### Problem details
In the listing below, find the line holding "for entry in" and the line holding "contents['threat'] = new_threat". Write out those two lines and all lines between, exactly, and nothing more.

### Records to process
PR #828, opened 2021-01-11
Add empty technique array to rules

### LINKED ISSUE #812: [Rule Tuning] Threats which define only a tactic must contain an empty array
Related to https://github.com/elastic/kibana/issues/87546

In Kibana 7.11, ATT&CK techniques were made optional, but the field is still required to be set as an empty array. In 7.12, the schema in Kibana will be updated to make the field optional, no longer requiring an empty array. Once this is done, we can strip the empty array from the rules:

brokensound77:
## Issues
Resolves #812

## Summary
Inserts empty array into rule `payload` threat mapping where technique is not defined

### DIFF
--- a/detection_rules/rule.py
+++ b/detection_rules/rule.py
@@ -164,6 +164,31 @@ class Rule(object):
         defaults.update(metadata)
         return defaults
 
+    @staticmethod
+    def _add_empty_attack_technique(contents: dict = None):
+        """Add empty array to ATT&CK technique threat mapping."""
+        threat = contents.get('threat', [])
+
+        if threat:
+            new_threat = []
+
+            for entry in contents.get('threat', []):
+                if 'technique' not in entry:
+                    new_entry = entry.copy()
+                    new_entry['technique'] = []
+                    new_threat.append(new_entry)
+                else:
+                    new_threat.append(entry)
+
+            contents['threat'] = new_threat
+
+        return contents
+
+    def _run_build_time_transforms(self, contents):
+        """Apply changes to rules at build time for rule payload."""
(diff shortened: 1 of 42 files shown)


detection_rules/rule.py
```diff
@@ -316,7 +341,42 @@ def dict_hash(cls, contents, versioned=True):
...
+        rules_versions = load_versions
+
+        if self.id in rules_versions:
+            version_info = rules_versions[self.id]
+            version = version_info['version']
+            return version + 1 if self.get_hash() != version_info['sha256'] else version
+        else:
+            return 1
+
+    def get_payload(self, include_version=False, randomize_id=False, embed_metadata=False, target_version=None):
```
rw-access, line 359: personally, I like `replace_id` or `generate_id` or something like that. randomize just seems a little odd to me for some reason

detection_rules/rule.py
```diff
@@ -316,7 +341,42 @@ def dict_hash(cls, contents, versioned=True):
...
+        """Get rule as uploadable/API-compatible payload."""
+        from uuid import uuid4
+        from .schemas import downgrade
+
+        payload = self._run_build_time_transforms(self.contents.copy())
+
+        if include_version:
+            payload['version'] = self.get_version()
+
+        if embed_metadata:
```
rw-access, line 369: nice, I dig this

rw-access (approved):
seems good

detection_rules/rule.py
brokensound77: That's right - now I remember you saying this in another PR. Will update, thanks

threat-punter (approved):

Issue #851, opened 2021-01-13
[New Rule] Suspicious Python Script Execution via the CommandLine


Samirbous:
## Description

Identifies when a Python script is executed from the commandline input. Attackers often use this method to execute malicious scripts and avoiding writing it to disk:

```
/usr/bin/python python -c import sys,base64,warnings warnings.filterwarnings('ignore') exec(base64.b64decode('aW1wb3J0IHN5cztpbXBvcnQgcmUsIHN1YnByb2Nlc3M7Y21kID0gInBzIC1lZiB8IGdyZXAgTGl0dGxlXCBTbml0Y2ggfCBncmVwIC12IGdyZXAiCnBzID0gc3VicHJvY2Vzcy5Qb3BlbihjbWQsIHNoZWxsPVRydWUsIHN0ZG91dD1zdWJwcm9jZXNzLlBJUEUpCm91dCA9IHBzLnN0ZG91dC5yZWFkKCkKcHMuc3Rkb3V0LmNsb3NlKCkKaWYgcmUuc2VhcmNoKCJMaXR0bGUgU25pdGNoIiwgb3V0KToKICAgc3lzLmV4aXQoKQppbXBvcnQgdXJsbGliMjsKVUE9J01vemlsbGEvNS4wIChXaW5kb3dzIE5UIDYuMTsgV09XNjQ7IFRyaWRlbnQvNy4wOyBydjoxMS4wKSBsaWtlIEdlY2tvJztzZXJ2ZXI9J2h0dHA6Ly9hdG9taWNyZWR0ZWFtLmlvJzt0PScvbmV3cy5waHAnO3JlcT11cmxsaWIyLlJlcXVlc3Qoc2VydmVyK3QpOwpyZXEuYWRkX2hlYWRlcignVXNlci1BZ2VudCcsVUEpOwpyZXEuYWRkX2hlYWRlcignQ29va2llJywic2Vzc2lvbj1CbUhpVzdVQS9zZjlDMjc5b0Uyb3dLOUxaMGM9Iik7CnByb3h5ID0gdXJsbGliMi5Qcm94eUhhbmRsZXIoKTsKbyA9IHVybGxpYjIuYnVpbGRfb3BlbmVyKHByb3h5KTsKdXJsbGliMi5pbnN0YWxsX29wZW5lcihvKTsKYT11cmxsaWIyLnVybG9wZW4ocmVxKS5yZWFkKCk7'))

```

[...]

PR #852, opened 2021-01-13
[New Rule] Suspicious Python Script Execution via the CommandLine

Samirbous:
## Issues

Resolves https://github.com/elastic/detection-rules/issues/851

## Contributor checklist


rules/cross-platform/execution_python_script_in_cmdline.toml
```diff
@@ -0,0 +1,42 @@
+[metadata]
+creation_date = "2021/01/13"
+maturity = "production"
+updated_date = "2021/01/13"
+
+[rule]
+author = ["Elastic"]
+description = """
+Identifies when a Python script is executed from the commandline input. Attackers often use this method to execute
+malicious scripts and avoiding writing it to disk.
```
bm11100, line 10:
```suggestion
Identifies when a Python script is executed using command line input. Attackers often use this method to execute
malicious scripts and avoiding writing it to disk.
```

rules/cross-platform/execution_python_script_in_cmdline.toml
```diff
@@ -0,0 +1,42 @@
...
+"""
+false_positives = ["Legitimate Python scripting activity."]
+from = "now-9m"
+index = ["auditbeat-*", "logs-endpoint.events.*"]
+language = "kuery"
+license = "Elastic License"
+name = "Suspicious Python Script Execution via the CommandLine"
```
bm11100, line 17:
```suggestion
name = "Python Script Execution via Command Line"
```

bm11100: took out suspicious because its not necessarily suspicious, but could be worth looking into depending on the org

rules/cross-platform/execution_python_script_in_cmdline.toml
```diff
@@ -0,0 +1,42 @@
...
+'''
+
+
+[[rule.threat]]
+framework = "MITRE ATT&CK"
+[[rule.threat.technique]]
+id = "T1059"
+name = "Command and Scripting Interpreter"
+reference = "https://attack.mitre.org/techniques/T1059/"
+
```
bm11100, line 36: could add the subtechnique for python coverage https://attack.mitre.org/techniques/T1059/006/

rules/cross-platform/execution_python_script_in_cmdline.toml
```diff
@@ -0,0 +1,45 @@
...
+name = "Python Script Execution via Command Line"
+risk_score = 47
+rule_id = "ee9f08dc-cf80-4124-94ae-08c405f059ae"
+severity = "medium"
+tags = ["Elastic", "Host", "Linux", "macOS", "Windows", "Threat Detection", "Execution"]
+type = "query"
+
+query = '''
+event.category:process and event.type:(start or process_started) and
+ process.name:(Python* or python*) and process.args:("-c" and import*sys,*)
```
brokensound77, line 26: I like this approach as a rule. This one might just be too brittle and overfitted and better off waiting for eql regex. Some common examples that break this:

```
python -c "# leading comment; import    sys;  print(sys.version_info)"
python -c "from sys import version_info; print(version_info)"
python -c "cmd = 'import sys'; exec(cmd); print(sys.version_info)"

```

rules/cross-platform/execution_python_script_in_cmdline.toml
```diff
@@ -0,0 +1,45 @@
+[metadata]
+creation_date = "2021/01/13"
+maturity = "production"
```
brokensound77, line 3:
```suggestion
maturity = "development"
```

See comment below - I think we wait for eql regex

rules/cross-platform/execution_python_script_in_cmdline.toml
Samirbous: I know, as-is it matches on default metasploit python and other similar tools one-liner payload, we can add regex as a tuning for this and similar rules but I think it won't harm to have there as a placeholder and covering default stuff in the mean-time.

brokensound77: It definitely can provide value in specific use cases. I would say to update the name and description to more accurately target those use cases and then we can eventually write a more generic _Python Script Execution via Command Line_ rule once we have regex. May also be worth a note in the description that it is not a catch all and will miss anything other than the specific formatted python

Samirbous: @brokensound77 converted to eql 
```
 process.name : "python*" and process.args : "-c" and process.args : "*import*sys*"
```
we have lot of rules also in eql-rules repo that have similar resilience level, and I can give you lot examples if needed :)

rules/cross-platform/execution_python_script_in_cmdline.toml
```diff
@@ -0,0 +1,45 @@
+[metadata]
+creation_date = "2021/01/13"
+maturity = "development"
+updated_date = "2021/01/13"
+
+[rule]
+author = ["Elastic"]
+description = """
+Identifies when a Python script is executed using command line input. Attackers often use this method to execute
+malicious scripts and avoiding writing it to disk.
```
brokensound77, line 10:
```suggestion
Identifies when a Python script is executed using command line input and imports the sys module. Attackers often use this method to execute
malicious scripts and avoiding writing it to disk.
```

This would also need a relint

brokensound77 (approved):
small tweak to description

rules/cross-platform/execution_python_script_in_cmdline.toml
brokensound77: I know that we have many similar style rules, just helps to keep balance to not inundate users by having to heavily tune too many rules.

bm11100 (approved):
I see we are waiting for regex, LGTM

PR #3927, opened 2026-08-15
refactor(bash): remove redundant check of existing preexec-backend

akinomyoga:
The check is not just redundant, but it's not working as expected...

The present detection using `__atuin_update_preexec_backend` does not work as expected.  First of all, the function
`__atuin_update_preexec_backend` intends to detect the active status of the preexec backend, so it is not suitable for checking the existence of a backend at the session initialization stage.  In particular, the function `__atuin_update_preexec_backend` intentionally does not detect ble.sh even if ble.sh is loaded, because ble.sh is not activated at the initialization stage.

To check whether ble.sh is loaded, one needs to explicitly check the shell variable `$BLE_VERSION`.  However, all the complication is actually unnecessary because bash-preexec.sh already has the necessary duplicate detection for an early return.  See the added code comment for the details of the mechanism.

## Checks

### DIFF
--- a/crates/atuin/src/shell/atuin.bash
+++ b/crates/atuin/src/shell/atuin.bash
@@ -711,10 +711,20 @@ fi
 
 if command -v __atuin_load_builtin_preexec > /dev/null; then
     if [[ -z ${ATUIN_NO_BUILTIN_PREEXEC-} ]]; then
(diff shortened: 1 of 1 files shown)


taylordotfish:
Thank you @akinomyoga!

### Answer section
+            for entry in contents.get('threat', []):
+                if 'technique' not in entry:
+                    new_entry = entry.copy()
+                    new_entry['technique'] = []
+                    new_threat.append(new_entry)
+                else:
+                    new_threat.append(entry)
+
+            contents['threat'] = new_threat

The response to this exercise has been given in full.